Sol LeWitt is considered one of the most profound artists to have emerged in the 1960s. He worked in a variety of media making drawings and structures (a term that he preferred to sculpture) by reducing art to the most basic shapes and colors. He tried “to recreate art, to start from square one” beginning literally with squares and cubes. Unlike many of his peers’ interest in industrial materials such as Plexiglass or steel in the early 1960s, LeWitt was instead focused on systems and concepts — volume, transparency, sequences, variations, stasis, irregularity and so on — which he expressed in words that might or might not be translated into structures, photographs or drawings. His work reflected the poetry of repeated patterns and their occasional variations, along with the solid rationality of geometric systems. He subscribed to the impermanence inherent in conceptualism not making precious one-of-a-kind objects for posterity, and used to say that “Objects are perishable, but ideas need not be.”

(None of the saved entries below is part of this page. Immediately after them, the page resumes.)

PR #830, opened 2022-07-07
BUG: allow multiple reads from imopen

FirefoxMetzger:
While answering a question on SO I found a bug in our pyav plugin that prevents calling `PyAVPlugin.read(...)` more than once.

The reason was that pyav doesn't allow re-assigning or changing the threading model (`thread_type`). Even if we try to assign the current value it will break. The same happens for the thread count. This PR addresses that by checking the value first and only setting it if it is different from the current value.

### DIFF
--- a/imageio/plugins/pyav.py
+++ b/imageio/plugins/pyav.py
@@ -392,8 +392,17 @@ class PyAVPlugin(PluginV3):
 
             return frames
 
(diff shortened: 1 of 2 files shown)


FirefoxMetzger:
@almarklein RTR :)

almarklein (approved):

PR #831, opened 2022-07-10
MAINT: Move FreeImage plugin into own repo

### LINKED ISSUE #809: support freeimage plugin instalaltion using pip install imageio[freeimage]
At the moment the freeimage plugin needs to be installed using either `imageio_download_bin freeimage` or `imageio.plugins.freeimage.download()`. This has to be run after the python environment has been set up with pip.

This is not ideal as one may want to be able to install the plugin when setting up the python environment with pip 
and not later at run time or in a post-installation script. One would also want the executable to be downloaded in the imageio module folder instead of being download in the user local folder. 
In contrast the plugin `gdal` can be installed `pip install imageio[gdal]` and thus is would be great to support `pip install imageio[freeimage]` as well.

FirefoxMetzger:
Closes: https://github.com/imageio/imageio/issues/809

This PR moves the FreeImage plugin into its own repository located here: https://github.com/imageio/imageio-freeimage This is done for several reasons (the repo's readme has some details), but mostly because it makes license implications cleaner. 

It closes #809 by removing any option to install freeimage through ImageIO directly. This is a bit unsatisfactory, because the issue asks for a more convenient way to install via `pip install imageio[freeimage]` without any post-install steps, but appears - unfortunately - necessary to correctly deal with freeimage's license. On the upside, we can now investigate packing freeimage into `imageio-freeimage`'s wheel and allow easy install via `pip install imageio-freeimage` :)


FirefoxMetzger:
@almarklein This is quite a harsh break with little to no warning in advance. I wonder what would be a good way to create a sensible error message / deprecation notice to let people know they have to `pip install imageio-freeimage` now to get any freeimage functionality.

FirefoxMetzger:
@almarklein Asside from a way to inform users on how to migrate this should be RTR.

FirefoxMetzger:
> we've a baby coming soon

Wow, congratulations! 🎉 🎂 

> I might be (even) slower than usual to respond

On this note, do you think it could be worthwhile to start actively looking for 1-2 more people that would be willing to help maintain ImageIO?

> We could keep a list of these formats in imageio, so we can detect when this is happening.

We still have this list for the recognized/supported formats. I kept this so that our docs will continue to list the formats, but point to `imageio_freeimage`. I will think if I can come up with a way to point users to `imageio_freeimage` as an option when something fails and that library could solve it.

FirefoxMetzger:
I am closing this PR because we will have to use a different, less radical, strategy of migrating away from FreeImage.

PR #832, opened 2022-07-10
TEST: use tmp folder for written image

FirefoxMetzger:
This is a small change. One of our tests was creating an image in the current working directory instead of using a temporary folder. This PR fixes that.


FirefoxMetzger:
@almarklein RTR

PR #835, opened 2022-07-13
Fix typos in v3 narrative docs.

anntzer:


FirefoxMetzger:
@anntzer LGTM thanks for taking the time to fix these :)

PR #838, opened 2022-07-19
FEAT: enable HTTP based streams in pyav

FirefoxMetzger:
PyAV/FFmpeg supports [DASH streams](https://en.wikipedia.org/wiki/Dynamic_Adaptive_Streaming_over_HTTP), which we currently don't. This PR addresses that by making pyav use the raw HTTP URL instead of using `request.get_file()`.


FirefoxMetzger:
Since @almarklein is busy at the moment, I will leave this PR open until Friday for anybody that wishes to review it and if I don't receive any feedback I will merge it in :)

PR #839, opened 2022-07-19
BUG: frame-level metadata and duration in pyav

FirefoxMetzger:
This PR fixes a bug in the pyav plugin that returns the container metadata instead of returning frame-level metadata. It also exposes the video duration (in seconds) when reading global metadata for a video.


FirefoxMetzger:
This PR is RTR, but @almarklein is currently on vacation. I will leave it open until Friday and then merge unless somebody wants to review and leave some comments.

PR #1203, opened 2026-08-23
Make fuzz_read robust against short and invalid image inputs

xingyaner:
Update the fuzz target to use the `ImageIO v3 API`, skip inputs that are too short to represent a valid image, and catch all parsing exceptions raised by ImageIO and its plugins.

This prevents malformed fuzzing inputs from terminating the fuzz target, including `struct.error` exceptions raised while parsing incomplete image headers.


fallenmi (changes requested):
Please preserve the fuzzer's failure signal. On exact head `de90f303`, I injected an `iio.imread` sentinel that raises `AssertionError`; `TestOneInput(b"0123456789")` returned normally. The same unexpected exception escapes on exact base `3193352`, while the intended `ValueError` and `RuntimeError` cases remain filtered in both versions. Catching `Exception` here therefore hides invariant and plugin failures from Atheris—the failures this target needs to report. Please catch only the known invalid-input exceptions (or re-raise unexpected exceptions) and add a regression proving an unexpected sentinel escapes.

Reviewed with OpenAI Codex assistance.

xingyaner:
Thanks for the detailed feedback. I narrowed the exception handling to `ValueError`, `RuntimeError`, and `struct.error`, so unexpected exceptions such as `AssertionError` still escape to Atheris. I also added a regression test confirming that an unexpected sentinel exception is not suppressed. The updated fuzz target and regression test have been validated successfully.

PR #241, opened 2017-05-31
Add remoteAdbHost to desired caps

serggl:
Promote `remoteAdbHost` as a desired capability (https://github.com/appium/appium/issues/8564)

### DIFF
--- a/lib/android-helpers.js
+++ b/lib/android-helpers.js
@@ -176,8 +176,8 @@ helpers.getDeviceInfoFromCaps = async function (opts = {}) {
 };
 
 // returns a new adb instance with deviceId set
-helpers.createADB = async function (javaVersion, udid, emPort, remoteAdbHost, adbPort, suppressKillServer) {
-  let adb = await ADB.createADB({javaVersion, remoteAdbHost, adbPort, suppressKillServer});
+helpers.createADB = async function (javaVersion, udid, emPort, adbPort, suppressKillServer, remoteAdbHost) {
+  let adb = await ADB.createADB({javaVersion, adbPort, suppressKillServer, remoteAdbHost});
 
   adb.setDeviceId(udid);
   if (emPort) {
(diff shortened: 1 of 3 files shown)


lib/android-helpers.js
```diff
@@ -175,8 +176,8 @@ helpers.getDeviceInfoFromCaps = async function (opts = {}) {
 };
 
 // returns a new adb instance with deviceId set
-helpers.createADB = async function (javaVersion, udid, emPort, adbPort, suppressKillServer) {
-  let adb = await ADB.createADB({javaVersion, adbPort, suppressKillServer});
+helpers.createADB = async function (javaVersion, udid, emPort, remoteAdbHost, adbPort, suppressKillServer) {
+  let adb = await ADB.createADB({javaVersion, remoteAdbHost, adbPort, suppressKillServer});
```
dpgraham: Can we just move `remoteAdbHost` after `suppressKillServer` to make it a non-breaking change?

imurchie:
To mitigate that, and because the parameter list is getting pretty long, it could be changed into an options hash.

lib/android-helpers.js
serggl: @dpgraham agree. Just pushed a change

dpgraham:
@imurchie Do you want just the last variable to be a hash? Like this:

`helpers.createADB = async function (javaVersion, udid, emPort, adbPort, suppressKillServer, {remoteAdbHost})`

That would maintain backward compatibility.

Otherwise we make all the args a hash like this

`+helpers.createADB = async function ({javaVersion, udid, emPort, adbPort, suppressKillServer, remoteAdbHost})`

And then we make this a major version bump and refactor any code that uses this to the new format.

imurchie:
I think the change that was made, suggested by @dpgraham, is sufficient.

imurchie:
Published in `appium-android-driver@1.21.0`.

PR #243, opened 2017-06-05
patch to pass android package name to chromedriver

AnishKumarMB:
### Modification
Modified lib/commands/context.js setupNewChromedriver() method to accept the androidPackage
passed via opts.chromeOptions passed by the client in desiredCapabilities.

### Reviewers
@dpgraham

### DIFF
--- a/lib/commands/context.js
+++ b/lib/commands/context.js
@@ -212,9 +212,10 @@ async function setupNewChromedriver (opts, curDeviceId, adbPort) {
     adbPort
   };
   let chromedriver = new Chromedriver(chromeArgs);
+  let appPackage = (opts.chromeOptions && opts.chromeOptions.androidPackage) || opts.appPackage;
   let caps = {
     chromeOptions: {
-      androidPackage: opts.appPackage,
+      androidPackage: appPackage,
     }
   };
   if (opts.chromeUseRunningApp) {


imurchie:
Is it possible to sign the CLA? Without it, it is not possible to accept the patch. :(

AnishKumarMB:
I have signed the CLA. Thanks.

dpgraham:
Published to https://www.npmjs.com/package/appium-android-driver version 1.21.1

lib/commands/context.js
```diff
@@ -212,9 +212,10 @@ async function setupNewChromedriver (opts, curDeviceId, adbPort) {
     adbPort
   };
   let chromedriver = new Chromedriver(chromeArgs);
+  let appPackage = (opts.chromeOptions && opts.chromeOptions.androidPackage) || opts.appPackage;
```
jlipps: if you read the code below, it apparently also allows `chromeAndroidPackage` to be on `opts`; should we handle that case as well?

AnishKumarMB: @jlipps 
Thank you for the comment.
As per https://sites.google.com/a/chromium.org/chromedriver/getting-started/getting-started---android
Android-specific Desired Capabilities setting androidPackage solved the issue, but as you said if chromeAndroidPackage can also be set by client then yes, I think same needs to be handled.

PR #245, opened 2017-06-14
Add method to get current package

imurchie:
Add method for getting the current package. Also change tests to use these methods instead of bypassing and going to the `adb` instance. 

Route is in https://github.com/appium/appium-base-driver/pull/123

Second step in https://github.com/appium/appium/issues/5493


imurchie:
Published in `appium-android-driver@1.22.0`.

PR #247, opened 2017-06-19
Fix screenshoting with exec-out

mykola-mokhnach:
Trying to address the issue visible in https://gist.github.com/ajaj91/a457b8b378481f9ddee39434f3343785:

> [AndroidDriver] Cannot get screenshot data with 'adb exec-out' because of 'Command output is not a valid PNG file (fd504e47 !== 89504e47)'. Defaulting to 'adb shell' call

### DIFF
--- a/lib/commands/actions.js
+++ b/lib/commands/actions.js
@@ -183,37 +183,39 @@ commands.sendSMS = async function (phoneNumber, message) {
   await this.adb.sendSMS(phoneNumber, message);
 };
 
-async function storeScreenshotDataWithAdbShell (adb, opts, localFile) {
-  let pngDir = opts.androidScreenshotPath || '/data/local/tmp/';
-  const png = path.posix.resolve(pngDir, 'screenshot.png');
-  let cmd = ['/system/bin/rm', `${png};`, '/system/bin/screencap', '-p', png];
-  await adb.shell(cmd);
-  await adb.pull(png, localFile);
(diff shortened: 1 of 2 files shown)


mykola-mokhnach:
this still requires some fine-tuning

mykola-mokhnach:
It still does not work as expected. Probably, because of an issue with teen_process implementation

lib/commands/actions.js
```diff
@@ -185,64 +183,61 @@ commands.sendSMS = async function (phoneNumber, message) {
...
+    } catch (err) {
+      log.warn(`Could not rotate screenshot due to error: ${err}`);
     }
-    let b64data = (await B.promisify(image.getBuffer).call(image, jimp.MIME_PNG))
-                  .toString('base64');
-    return b64data;
-  } finally {
-    await fs.unlink(localFile);
   }
+  return (await B.promisify(image.getBuffer).call(image, jimp.MIME_PNG)).toString('base64');
```
jlipps: while nice and compact, this is a bit less readable than:

```js
const getBuffer = B.promisify(image.getBuffer, {context: image});
const imgBuffer = await getBuffer(jimp.MIME_PNG);
return imgBuffer.toString('base64');
```

mykola-mokhnach: thanks, changed

mykola-mokhnach:
@jlipps yep, it finally works with updated teen_process

PR #248, opened 2017-06-27
Do not try to pull zero-size screenshots

mykola-mokhnach:
Do not try to pull/handle zero-sized screenshots. The screencap utility may return such if one tries to take a screenshot where this is prohibited by Android API. And there is a [complain](https://github.com/appium/appium/issues/8697) about unexpected freeze after one tries to pull zero-size screenshot from the device.


imurchie:
I'm working on the CI problem elsewhere. Merging this.

PR #252, opened 2017-07-17
Preset Shared preferences

vrunoa:
Add possibility to preset apps shared preferences. We can set specific shared preferences for apps right before launching it. I have a functional test running locally, let me know if there's any app on appium repos where I can I add this test. 

This implementation will take the sharedPreferences object capability and create an xml that it will be push to the app shared_prefs space before running the application.


imurchie:
Most of the tests use https://github.com/appium/android-apidemos

lib/driver.js
```diff
@@ -435,6 +442,43 @@ class AndroidDriver extends BaseDriver {
     }
   }
 
+  async setSharedPreferences () {
+    let sharedPrefs = this.opts.sharedPreferences;
```
jlipps: does the builder mutate `sharedPrefs`? if so it will also mutate `this.opts.sharedPreferences`. in that case we'd want to clone rather than assign. but i don't know how the builder works.

lib/driver.js
```diff
@@ -435,6 +442,43 @@ class AndroidDriver extends BaseDriver {
...
+      if (await fs.exists(localPath)) {
+        await fs.unlink(localPath);
+      }
+    } catch (e) {
+      log.warn(`Error trying to remove temporary file ${localPath}`);
+    }
+    return true;
+  }
+
+  getPrefsBuilder () {
```
jlipps: is there any reason to create and reuse this rather than just create a new instance when we call `setSharedPreferences`? don't we only call this one per session anyway?

lib/driver.js
vrunoa: @jlipps no, it takes the sharedPrefs object and creates an _.xml_ file
https://github.com/vrunoa/shared-preferences-builder/blob/master/lib/index.js#L69-L82.

lib/driver.js
vrunoa: is the AndroidDriver created every session ? if that's the case then yes, we can just create a new instance

lib/driver.js
vrunoa: btw, let me know if you guys want to have the shared-preferences-builder repo inside appium. I can transfer the repo to you guys.

jlipps: it's fine where it is for now

lib/driver.js
jlipps: yes, one new instance of AndroidDriver for every session. so i think we should just simplify this.

lib/driver.js
```diff
@@ -473,10 +473,7 @@ class AndroidDriver extends BaseDriver {
   }
 
   getPrefsBuilder () {
```
jlipps: i think we can just delete this getPrefsBuilder method now that it doesn't do anything

vrunoa: @jlipps I tried, but couldnt find a way to mock `new SharedPrefsBuilder`. I was going to ask you guys today

jlipps: ah ok, if it's to make it testable than i'm fine with it. maybe just add a comment to that effect?

vrunoa: sure, maybe @imurchie knows how to mock `new SharedPrefsBuilder` with sinon. I tried some implementations but none of them worked 😞

imurchie: No, new objects are difficult to mock.

vrunoa: ok, i'll add a comment on `getPrefsBuilder` then

lib/driver.js
```diff
@@ -325,6 +326,12 @@ class AndroidDriver extends BaseDriver {
     await this.grantPermissions();
     this.apkStrings[this.opts.language] = await helpers.pushStrings(
         this.opts.language, this.adb, this.opts);
+
+    // This must run after installing the apk, otherwise it would make the
+    // install to fail. And before running the app.
```
jlipps: grammar nit: you can say `otherwise it would cause the install to fail`, or `otherwise it would make the install fail`

imurchie:
Ack! This has gotten out of sync. Can you rebase and make sure linting passes? I think the problem is somewhere along the line you re-introduced `version` into `lib/driver.js`.

imurchie:
Published in `appium-android-driver@1.29.0`.

vrunoa:
thanks @imurchie! sorry I couldnt finish this implementation.

imurchie:
No problem. It was a simple fix.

For Wall Drawing No. 256 (1975), he wrote the text “A six-inch (15cm) grid covering a black wall. White lines from the midpoints of four sides to random points on the grid.” This concept in the form of an instruction is to be followed in order to implement the work. According to LeWitt the work of art can be made by any other person, once the concept has been decided beforehand. Depending on the size of the wall and the execution of the instructions each wall drawing becomes something unique. As a result of imprecise measurements made for selected points on the grid, the drawn lines cross each other earlier or later on the wall. Hence, chance becomes a factor of significance and there is no simple one way of experiencing reality. As in the words of LeWitt in Sentences on Conceptual Art (1969), “Conceptual artists are mystics rather than rationalists. They leap to conclusions that logic cannot reach.”